• INSTRUCTIONS TO FOLLOW: Which lines run from the one containing "bhancock8: It's actually" to the end of the entries below? Retype exactly those, both ends included.

[Start of Attachment]

PR #1135, opened 2019-06-18
Add MTL data classes

bhancock8:
Port over from MeTaL/mmtl and Emmental

**Test plan**
- Port over and update existing tests for Dataset, DataLoader, and utility functions

### DIFF
--- a/snorkel/mtl/data.py
+++ b/snorkel/mtl/data.py
@@ -4,7 +4,7 @@ from collections import defaultdict
 import torch
 from torch.utils.data import DataLoader, Dataset
 
-from snorkel.mtl.utils import list_to_tensor
+from .utils import list_to_tensor
 
 
 class MultitaskDataset(Dataset):
--- a/snorkel/mtl/data.py
+++ b/snorkel/mtl/data.py
@@ -1,0 +1,166 @@
+import logging
+from collections import defaultdict
+
+import torch
+from torch.utils.data import DataLoader, Dataset
+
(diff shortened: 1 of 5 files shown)


snorkel/mtl/data.py
```diff
@@ -0,0 +1,166 @@
+import logging
+from collections import defaultdict
+
+import torch
+from torch.utils.data import DataLoader, Dataset
+
+from snorkel.mtl.utils import list_to_tensor
```
henryre: nit: `from .utils import ...`

test/mtl/test_mtl_utils.py
```diff
@@ -0,0 +1,112 @@
+import unittest
```
henryre: nit: rename `test_utils.py`

bhancock8: I agree, but fun fact: tox won't let us have two tests with the same name:
```
import file mismatch:
imported module 'test_utils' has this __file__ attribute:
  /Users/braden/repos/snorkel/test/model/test_utils.py
which is not the same as the test file we want to collect:
  /Users/braden/repos/snorkel/test/mtl/test_utils.py
HINT: remove __pycache__ / .pyc files and/or use a unique basename for your test file modules
```

bhancock8: It's actually a pytest issue:
https://github.com/pytest-dev/pytest/issues/529

PR #1140, opened 2019-06-19
[EASY] Remove test artifacts

bhancock8:
LogManager tests currently leave a logs/ directory after running. This creates and removes that directory during setup/cleanup.

**Test plan**:
Passes existing tests and no logs/ directory exists when it finishes.


henryre:
re: test plan, did you confirm that it's writing to the expected location?

bhancock8:
Yes, temp logs file gets written to expected location.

[End of Attachment]

• WRITTEN RESPONSE:
bhancock8: It's actually a pytest issue:
https://github.com/pytest-dev/pytest/issues/529

PR #1140, opened 2019-06-19
[EASY] Remove test artifacts

bhancock8:
LogManager tests currently leave a logs/ directory after running. This creates and removes that directory during setup/cleanup.

**Test plan**:
Passes existing tests and no logs/ directory exists when it finishes.


henryre:
re: test plan, did you confirm that it's writing to the expected location?

bhancock8:
Yes, temp logs file gets written to expected location.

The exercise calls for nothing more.